◆ **Task to complete**
Report only the number of lines that contain the string "given" in the records below.

□ □ □ □

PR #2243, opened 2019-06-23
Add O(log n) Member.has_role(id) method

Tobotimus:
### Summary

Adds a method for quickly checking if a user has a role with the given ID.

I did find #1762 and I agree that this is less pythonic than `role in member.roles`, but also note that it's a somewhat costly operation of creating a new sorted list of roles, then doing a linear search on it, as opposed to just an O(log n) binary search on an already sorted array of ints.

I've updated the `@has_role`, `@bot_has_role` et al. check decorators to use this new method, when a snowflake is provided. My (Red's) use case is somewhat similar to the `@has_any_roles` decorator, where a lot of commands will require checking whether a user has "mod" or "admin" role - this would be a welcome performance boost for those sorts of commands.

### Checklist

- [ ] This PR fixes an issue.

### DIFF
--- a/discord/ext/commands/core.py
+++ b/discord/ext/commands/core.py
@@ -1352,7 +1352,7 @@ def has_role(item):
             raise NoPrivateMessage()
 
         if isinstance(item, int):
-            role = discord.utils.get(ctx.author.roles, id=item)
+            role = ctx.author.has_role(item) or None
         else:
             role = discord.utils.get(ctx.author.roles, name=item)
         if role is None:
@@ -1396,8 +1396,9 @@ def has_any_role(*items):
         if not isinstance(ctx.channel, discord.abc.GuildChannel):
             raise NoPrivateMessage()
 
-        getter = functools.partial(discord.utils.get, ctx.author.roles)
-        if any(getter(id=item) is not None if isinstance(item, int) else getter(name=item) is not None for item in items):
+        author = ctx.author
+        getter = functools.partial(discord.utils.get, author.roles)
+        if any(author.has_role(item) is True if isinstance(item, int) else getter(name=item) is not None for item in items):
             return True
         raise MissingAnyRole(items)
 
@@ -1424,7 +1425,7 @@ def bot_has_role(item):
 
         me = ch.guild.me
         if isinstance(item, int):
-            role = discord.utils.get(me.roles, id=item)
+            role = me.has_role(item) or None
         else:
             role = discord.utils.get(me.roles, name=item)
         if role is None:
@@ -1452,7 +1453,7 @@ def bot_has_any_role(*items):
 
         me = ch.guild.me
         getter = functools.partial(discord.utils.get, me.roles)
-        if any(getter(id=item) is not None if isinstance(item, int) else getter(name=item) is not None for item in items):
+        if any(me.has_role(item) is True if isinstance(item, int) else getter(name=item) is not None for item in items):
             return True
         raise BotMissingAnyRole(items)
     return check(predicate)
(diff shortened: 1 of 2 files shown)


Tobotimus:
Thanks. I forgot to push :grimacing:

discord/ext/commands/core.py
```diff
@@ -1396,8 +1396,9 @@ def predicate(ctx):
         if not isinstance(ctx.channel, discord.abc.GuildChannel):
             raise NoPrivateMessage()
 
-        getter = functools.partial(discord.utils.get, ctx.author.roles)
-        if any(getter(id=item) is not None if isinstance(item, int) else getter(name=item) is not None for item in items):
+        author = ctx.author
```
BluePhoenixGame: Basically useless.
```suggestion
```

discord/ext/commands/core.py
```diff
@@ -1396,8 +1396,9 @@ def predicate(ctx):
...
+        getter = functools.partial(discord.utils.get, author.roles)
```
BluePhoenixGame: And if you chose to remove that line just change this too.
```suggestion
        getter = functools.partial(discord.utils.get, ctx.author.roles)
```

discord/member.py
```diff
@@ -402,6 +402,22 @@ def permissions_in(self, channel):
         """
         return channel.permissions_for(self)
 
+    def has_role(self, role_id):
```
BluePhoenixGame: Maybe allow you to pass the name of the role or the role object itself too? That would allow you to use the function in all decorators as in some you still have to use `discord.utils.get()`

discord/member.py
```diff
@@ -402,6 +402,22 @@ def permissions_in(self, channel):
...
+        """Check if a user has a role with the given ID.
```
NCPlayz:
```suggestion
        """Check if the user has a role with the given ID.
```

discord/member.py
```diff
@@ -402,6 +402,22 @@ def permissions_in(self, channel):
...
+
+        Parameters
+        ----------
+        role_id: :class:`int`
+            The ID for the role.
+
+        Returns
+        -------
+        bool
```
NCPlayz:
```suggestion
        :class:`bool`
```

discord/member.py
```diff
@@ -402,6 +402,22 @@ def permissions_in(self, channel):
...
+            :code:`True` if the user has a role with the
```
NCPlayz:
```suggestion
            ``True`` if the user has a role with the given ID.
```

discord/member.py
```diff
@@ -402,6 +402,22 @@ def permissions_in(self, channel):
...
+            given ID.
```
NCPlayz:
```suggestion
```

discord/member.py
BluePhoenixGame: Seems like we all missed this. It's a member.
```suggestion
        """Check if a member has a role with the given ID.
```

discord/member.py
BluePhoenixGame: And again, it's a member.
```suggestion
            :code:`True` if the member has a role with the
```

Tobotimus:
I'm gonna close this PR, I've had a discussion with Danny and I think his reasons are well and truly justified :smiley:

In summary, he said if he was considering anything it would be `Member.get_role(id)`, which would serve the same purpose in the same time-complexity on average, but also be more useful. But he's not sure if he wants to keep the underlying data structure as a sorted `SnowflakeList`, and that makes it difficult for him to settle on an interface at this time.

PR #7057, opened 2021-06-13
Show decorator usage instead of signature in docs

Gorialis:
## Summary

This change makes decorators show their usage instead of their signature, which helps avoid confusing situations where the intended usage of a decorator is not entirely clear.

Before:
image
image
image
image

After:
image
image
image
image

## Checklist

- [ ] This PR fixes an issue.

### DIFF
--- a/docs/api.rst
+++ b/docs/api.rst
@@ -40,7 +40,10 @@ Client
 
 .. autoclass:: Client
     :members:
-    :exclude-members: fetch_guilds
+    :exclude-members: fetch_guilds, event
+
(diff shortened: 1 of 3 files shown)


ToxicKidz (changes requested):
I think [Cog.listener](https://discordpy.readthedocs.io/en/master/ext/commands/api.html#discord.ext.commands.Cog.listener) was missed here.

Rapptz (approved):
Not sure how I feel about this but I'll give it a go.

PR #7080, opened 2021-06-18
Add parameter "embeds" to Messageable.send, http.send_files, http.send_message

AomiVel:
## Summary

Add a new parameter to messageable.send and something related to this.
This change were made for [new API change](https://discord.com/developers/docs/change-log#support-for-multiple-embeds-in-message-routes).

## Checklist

□ □ □ □

◆ **Exercise answer**
6